1. Authority and Familiarity
Explanations gain weight when they come from trusted sources, disciplines, or familiar frameworks. Authority is persuasive:
expert testimony carries epistemic force,
formal models or technical language feel rigorous,
widely accepted metaphors resonate.
Familiarity reassures. Repetition breeds trust. But neither guarantees that the explanation actually engages the phenomenon relationally.
2. Simplicity and Elegance
We are drawn to explanations that are tidy and coherent. Simplicity feels correct:
fewer steps, fewer variables, fewer contingencies.
elegant stories that unify disparate phenomena.

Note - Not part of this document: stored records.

Issue #929, opened 2026-09-08
check_lookalikes / check_shadow_domains / discover_brand_domains: owned_by_seed at confidence 1.00 on a SHARED-PLATFORM nameserver pair (one.com) — mirror of #263/#864


MadaBurns:
## Summary

`check_lookalikes`, `check_shadow_domains` and `discover_brand_domains` all emit `ownershipVerdict: "owned_by_seed"` / `ownershipStrength: "strong"` / `combinedConfidence: 1` when the candidate and the seed share a **shared hosting platform's** nameserver pair. The only signal is `ns_set_match`. On a platform where every customer gets the same two nameservers, that is evidence of nothing: the same test "attributes" every other tenant of the platform to the seed.

This is the mirror image of #263 / #864 (same-entity domains MISSED because NS differ). Here unrelated-until-proven domains are AFFIRMED on NS alone.

Measured 2026-09-08, engine 1.36.0 / model 1.24.0 / config `a89c66e7`.

## Reproduction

Yet simplicity can mask abstraction and omission. Elegance seduces us into believing that complexity has been tamed when it has only been suppressed.
3. Depth and Reach
As we saw earlier, tracing causes backward gives the impression of depth. Explaining many phenomena with a single principle gives the impression of reach.
These qualities feel convincing because they suggest completeness. They make us think we are seeing the underlying reality rather than a selected slice of it.
Depth and reach are therefore seductive but can mislead if we mistake them for relational intelligibility.
4. Causal Fluency
Explanations that present a smooth chain of causation feel intuitive:
the steps connect effortlessly,
the logic flows,
the narrative seems natural.
This fluency gives a sense of inevitability. Yet what feels smooth is not necessarily what is intelligible or meaningfully sustained in the present.
5. Summary of Hidden Criteria
Together, these criteria form an invisible evaluative lens:
Authority and familiarity
Simplicity and elegance
Depth and reach
Causal fluency
They guide our judgments quietly, steering us toward explanations that feel right even when they fail relationally.
6. Preparing for Re-entry
Recognising these hidden standards is essential. Once we see them, we can ask:
Does this explanation orient me to the phenomenon?
Does it allow re-entry, or does it stop inquiry?
Does it respect the relational structure of what I am trying to understand?